(Given information Opens)

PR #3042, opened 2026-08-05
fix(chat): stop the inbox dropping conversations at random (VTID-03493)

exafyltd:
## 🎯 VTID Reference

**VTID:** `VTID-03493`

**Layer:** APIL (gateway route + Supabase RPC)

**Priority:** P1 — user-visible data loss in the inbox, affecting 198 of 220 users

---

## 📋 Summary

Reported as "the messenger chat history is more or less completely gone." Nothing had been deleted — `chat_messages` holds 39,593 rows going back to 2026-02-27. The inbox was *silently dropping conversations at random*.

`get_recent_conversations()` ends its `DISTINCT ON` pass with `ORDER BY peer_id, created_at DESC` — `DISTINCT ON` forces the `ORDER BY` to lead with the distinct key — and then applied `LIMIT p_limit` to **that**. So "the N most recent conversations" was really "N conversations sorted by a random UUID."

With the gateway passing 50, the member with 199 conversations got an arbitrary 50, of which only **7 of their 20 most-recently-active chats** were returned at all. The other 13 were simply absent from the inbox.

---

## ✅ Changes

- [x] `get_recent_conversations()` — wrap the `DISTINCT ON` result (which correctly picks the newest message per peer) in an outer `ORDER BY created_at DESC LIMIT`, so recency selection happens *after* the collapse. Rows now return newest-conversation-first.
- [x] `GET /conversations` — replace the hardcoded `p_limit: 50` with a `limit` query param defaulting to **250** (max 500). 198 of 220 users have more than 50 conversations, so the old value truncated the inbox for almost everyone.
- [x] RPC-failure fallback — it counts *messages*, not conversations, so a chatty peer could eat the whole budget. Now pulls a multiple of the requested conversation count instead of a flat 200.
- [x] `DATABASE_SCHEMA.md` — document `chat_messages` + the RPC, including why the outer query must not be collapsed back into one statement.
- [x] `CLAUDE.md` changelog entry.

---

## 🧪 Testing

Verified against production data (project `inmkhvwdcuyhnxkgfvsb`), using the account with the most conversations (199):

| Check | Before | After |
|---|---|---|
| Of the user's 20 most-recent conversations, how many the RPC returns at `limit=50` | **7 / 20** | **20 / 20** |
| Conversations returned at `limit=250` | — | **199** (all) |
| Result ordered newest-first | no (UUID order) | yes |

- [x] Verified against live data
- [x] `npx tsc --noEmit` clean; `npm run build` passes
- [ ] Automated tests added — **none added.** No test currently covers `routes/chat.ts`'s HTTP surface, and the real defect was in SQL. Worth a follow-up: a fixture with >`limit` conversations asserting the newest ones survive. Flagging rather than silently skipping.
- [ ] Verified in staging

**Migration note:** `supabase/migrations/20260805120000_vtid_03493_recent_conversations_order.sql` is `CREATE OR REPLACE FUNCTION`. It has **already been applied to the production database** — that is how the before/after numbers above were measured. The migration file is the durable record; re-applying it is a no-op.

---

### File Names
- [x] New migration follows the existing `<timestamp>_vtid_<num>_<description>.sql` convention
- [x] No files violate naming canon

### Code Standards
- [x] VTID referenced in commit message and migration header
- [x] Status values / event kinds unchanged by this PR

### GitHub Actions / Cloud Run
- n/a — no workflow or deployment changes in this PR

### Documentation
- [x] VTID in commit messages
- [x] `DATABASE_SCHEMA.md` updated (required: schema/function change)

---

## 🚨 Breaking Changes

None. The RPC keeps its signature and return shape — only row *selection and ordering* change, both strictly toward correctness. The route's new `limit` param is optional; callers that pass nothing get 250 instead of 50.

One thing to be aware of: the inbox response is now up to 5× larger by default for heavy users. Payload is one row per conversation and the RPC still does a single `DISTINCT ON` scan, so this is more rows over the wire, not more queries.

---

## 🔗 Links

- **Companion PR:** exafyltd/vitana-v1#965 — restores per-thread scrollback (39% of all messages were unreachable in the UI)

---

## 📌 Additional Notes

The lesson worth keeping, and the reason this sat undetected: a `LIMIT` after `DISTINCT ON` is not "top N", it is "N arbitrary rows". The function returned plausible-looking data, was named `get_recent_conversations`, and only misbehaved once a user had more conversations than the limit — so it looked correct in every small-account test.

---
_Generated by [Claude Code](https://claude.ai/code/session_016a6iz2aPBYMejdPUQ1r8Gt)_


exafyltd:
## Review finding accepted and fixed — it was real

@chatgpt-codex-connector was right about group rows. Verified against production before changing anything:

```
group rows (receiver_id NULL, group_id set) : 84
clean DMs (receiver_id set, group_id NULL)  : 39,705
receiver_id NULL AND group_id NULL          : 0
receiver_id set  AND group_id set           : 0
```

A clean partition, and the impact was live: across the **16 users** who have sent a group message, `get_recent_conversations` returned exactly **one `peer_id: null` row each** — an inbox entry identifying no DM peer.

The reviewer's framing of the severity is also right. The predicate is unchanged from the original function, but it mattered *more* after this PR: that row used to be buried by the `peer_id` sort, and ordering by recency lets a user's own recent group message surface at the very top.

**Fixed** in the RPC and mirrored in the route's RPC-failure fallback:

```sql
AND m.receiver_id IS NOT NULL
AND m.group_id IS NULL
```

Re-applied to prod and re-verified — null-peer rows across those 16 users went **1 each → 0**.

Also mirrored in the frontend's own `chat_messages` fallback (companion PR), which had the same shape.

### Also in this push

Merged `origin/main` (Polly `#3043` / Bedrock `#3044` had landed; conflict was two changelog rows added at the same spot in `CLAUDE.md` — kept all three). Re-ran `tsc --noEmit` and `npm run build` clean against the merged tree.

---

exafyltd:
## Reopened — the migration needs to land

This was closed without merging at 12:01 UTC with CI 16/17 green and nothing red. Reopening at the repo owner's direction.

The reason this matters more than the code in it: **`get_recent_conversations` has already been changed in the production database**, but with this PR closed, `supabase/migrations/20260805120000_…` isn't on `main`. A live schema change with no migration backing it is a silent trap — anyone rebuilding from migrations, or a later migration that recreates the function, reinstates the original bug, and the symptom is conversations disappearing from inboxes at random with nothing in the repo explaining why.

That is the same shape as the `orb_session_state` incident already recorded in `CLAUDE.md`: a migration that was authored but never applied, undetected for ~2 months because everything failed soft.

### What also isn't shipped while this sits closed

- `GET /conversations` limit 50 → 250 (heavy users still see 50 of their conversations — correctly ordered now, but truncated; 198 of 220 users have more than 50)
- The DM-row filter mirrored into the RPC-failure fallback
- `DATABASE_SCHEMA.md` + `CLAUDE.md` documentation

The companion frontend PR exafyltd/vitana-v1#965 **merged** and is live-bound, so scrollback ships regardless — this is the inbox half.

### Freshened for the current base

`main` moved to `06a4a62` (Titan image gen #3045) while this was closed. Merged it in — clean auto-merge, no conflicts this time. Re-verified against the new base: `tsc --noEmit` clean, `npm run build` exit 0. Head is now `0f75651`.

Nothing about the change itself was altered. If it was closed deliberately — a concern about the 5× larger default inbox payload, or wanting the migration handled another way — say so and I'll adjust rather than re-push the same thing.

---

(Given information Closes)

■ **Task goal**
Count the lines of the data that contain the string "about", and reply with that number alone.

■ **Written answer**
2